A key instrument of changing times

Russian pianist Galina Chistiakova says she has never experienced anything like the 16 days she spent in Guangdong province's Shenzhen city earlier this month.

The 24-year-old says it has been a blur of immersing herself in Chinese culture amid a whirl of piano competitions.

"This is the most difficult competition I have taken (part in)," Chistiakova, who took first prize, says.

"I feel like a sportswoman in the Olympic Games, as I have to play two concertos without a break in the final. But my stay in Shenzhen is a perfect experience. I didn't have to worry about anything and could concentrate totally on my performance."

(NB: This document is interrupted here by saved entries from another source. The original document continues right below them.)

PR #541, opened 2023-12-04
Update 01_available_engines.rst

serivan:
Added lpg info


arbimo (approved):
LGTM! I just pushed LPG higher up in the list as it should typically be preferred to Aries and pyperplan for action-based planning.

PR #543, opened 2023-12-06
Add support to TILs in the PDDLWriter

alvalentini:


unified_planning/io/pddl_writer.py
```diff
@@ -686,7 +686,20 @@ def _write_problem(self, out: IO[str]):
             else:
                 out.write(f" (= {converter.convert(f)} {converter.convert(v)})")
         if self.problem.kind.has_actions_cost() or self.problem.kind.has_plan_length():
-            out.write(f" (= (total-cost) 0)")
+            out.write(" (= (total-cost) 0)")
+        for tm, le in self.problem.timed_effects.items():
+            for e in le:
+                out.write(f" (at {tm.delay}")
```
arbimo, line 692: If not an integer would output a fraction.

For instance, round trip reading/writing of the truck domain gives me : `(at 9197/10 (not (deliverable package1 l1)))`

unified_planning/io/pddl_writer.py
```diff
@@ -1061,22 +1075,24 @@ def _write_effect(
...
     if simplified_value.is_true():
-        out.write(f" {converter.convert(effect.fluent)}")
+        out.write(f" {fluent}")
     elif simplified_value.is_false():
-        out.write(f" (not {converter.convert(effect.fluent)})")
+        out.write(f" (not {fluent})")
+    elif initial:
+        value = converter.convert(simplified_value)
+        if effect.is_increase():
+            value = f"(+ {fluent} {value})"
```
arbimo, line 1086: This does not seem to be mentionned in the PDDL 2.2 references (that I believe assume literals in TIL). Do we have any example of this syntax usage ? (I am surprised because I would have assumed `increase`/`decrease` to be used there).

unified_planning/io/pddl_writer.py
```diff
@@ -1061,22 +1075,24 @@ def _write_effect(
...
+        elif effect.is_decrease():
+            value = f"(- {fluent} {value})"
+        out.write(f" (= {fluent} {value})")
```
arbimo, line 1089: Isn't an `else` missing? (together with an assert `is_assign()`

arbimo (changes requested):

unified_planning/io/pddl_writer.py
alvalentini: You are right!

unified_planning/io/pddl_writer.py
alvalentini: This is not in the standard, both in this way or with the `increase`/`decrease`.
Maybe it is better to raise an exception. What do you think?

arbimo: I have looked around a bit and only found one in a [short paper](https://kclpure.kcl.ac.uk/portal/en/publications/planning-with-numeric-timed-initial-fluents). They only consider assignment to numeric fluents, no increase/decrease.

I think their proposal to use `=` for assignments in timed effects is misleaded and that timed effects should use exactly the same syntax as in regular action effects. That is one of:

    (at <time-spec> <l>)
    (at <time-spec> (not <l>))
    (at <time-spec> (assign <sv> <v>))
    (at <time-spec> (increase <sv> <v>))
    (at <time-spec> (decrease <sv> <v>))


That way there is no new syntax introduced for timed effects. They only differ from action effects in what is allowed for <time-spec>: strictly positive number for TILs and `start`/`end` for actions.

I believe it is fine to introduce such very minor syntax extensions as long as (1) it solves a common problem, (2) it is perfectly unambiguous and (3) we are convinced that the syntax is future-proof. I think the above proposal matches all three.


(Note that we are still missing the `scale-up`/`scale-down` modifiers from PDDL 2.1)

alvalentini: I think your proposal is reasonable. I updated the code accordingly.

Where do you think we should document this extension?

unified_planning/io/pddl_writer.py
```diff
@@ -428,6 +429,16 @@ def _write_domain(self, out: IO[str]):
...
             ):
                 out.write(" :action-costs")
+            if self.problem_kind.has_timed_effects():
+                only_bool = True
+                for le in self.problem.timed_effects.values():
+                    for e in le:
+                        if not e.fluent.type.is_bool_type():
+                            only_bool = False
+                if not only_bool:
+                    out.write(" :timed-effects")
```
arbimo, line 439:
```suggestion
                    out.write(" :timed-initial-effects")
```

unified_planning/io/pddl_reader.py
```diff
@@ -101,7 +101,7 @@ def __init__(self):
             + ":requirements"
             + OneOrMore(
                 one_of(
-                    ":strips :typing :negative-preconditions :disjunctive-preconditions :equality :existential-preconditions :universal-preconditions :quantified-preconditions :conditional-effects :fluents :numeric-fluents :adl :durative-actions :duration-inequalities :timed-initial-literals :action-costs :hierarchy :method-preconditions :constraints :contingent :preferences"
+                    ":strips :typing :negative-preconditions :disjunctive-preconditions :equality :existential-preconditions :universal-preconditions :quantified-preconditions :conditional-effects :fluents :numeric-fluents :adl :durative-actions :duration-inequalities :timed-initial-literals :timed-effects :action-costs :hierarchy :method-preconditions :constraints :contingent :preferences"
```
arbimo, line 104:
```suggestion
                    ":strips :typing :negative-preconditions :disjunctive-preconditions :equality :existential-preconditions :universal-preconditions :quantified-preconditions :conditional-effects :fluents :numeric-fluents :adl :durative-actions :duration-inequalities :timed-initial-literals :timed-initial-effects :action-costs :hierarchy :method-preconditions :constraints :contingent :preferences"
```

unified_planning/io/pddl_writer.py
```diff
@@ -120,6 +120,7 @@
     "durative-actions",
     "derived-predicates",
     "timed-initial-literals",
+    "timed-effects",
```
arbimo, line 123:
```suggestion
    "timed-initial-effects",
```

arbimo (approved):
LGTM. I just suggested using `timed-initial-effect` has feature name to make it less ambiguous and avoid potential clashes.

Right now there is no place for it in the documentation but it should be mentioned in a future "advanced temporal modeling features".

PR #76, opened 2023-07-13
Prune docker images

### LINKED ISSUE #57: Optimize Docker container size
https://hub.docker.com/layers/fedimintui/guardian-ui/ is current ~1k Mb
We should improve on this.

### LINKED ISSUE #70: Dockerfiles are copying and building all apps unnecessarily
Each `Dockerfile` for each app should only copy and build the app in question. Running `yarn install` in the root directory installs all of the dependencies necessary for all packages and apps, and running `yarn build` in the root directory builds all apps. We should only copy and build the apps and packages that we need per app.

wbobeirne:
Closes #70 & closes #57. This builds on top of #74, the only new commit is edd28ab32bd4991e3b6edff8111b7f86b855508a

### What This Does

Adapts the Dockerfile from https://turbo.build/repo/docs/handbook/deploying-with-docker to our Dockerfiles.

### Results

Drastic file size reduction in images

* `guardian-ui`
  * Before: **3.67gb**
  * After: **191.41mb**
* `gateway-ui`
  * Before: **3.68gb**
  * After: **193.25mb**


douglaz (approved):
LGTM, let's merge it and test with the other docker compose files

PR #85, opened 2023-07-17
chore: more docker tags for better versioning

douglaz:


wbobeirne (commented):
Seems handy once we start tagging releases, but for now AFAICT this would just keep pushing `:master` tags since we only push on master for the moment. Have we figured out a UI release strategy yet?

wbobeirne (approved):
My mistake, missed the `sha` tag. All good.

She had never even heard of the metropolis, she says, until she entered the China Shenzhen International Piano Concerto Competition. That's despite Shenzhen's domestic identification as the country's "Piano City".

The contestants stayed with about 30 host families, most of whom are well-to-do and have children studying piano.

Chistiakova's hosts provided her with an independent sleeping room and bathroom, three daily meals, a car to drive her to and from the performance venue, and a Boston piano for practicing.

"I have participated in many competitions around the world, but never in my life there was anything like this," she says.

It was a special experience for her host mother, Deng Lihong, too.

The real estate investor was grateful for the chance to expose her 12-year-old daughter to piano through interactions with Chistiakova. She also met prospective tutors for her daughter through her involvement with the competition.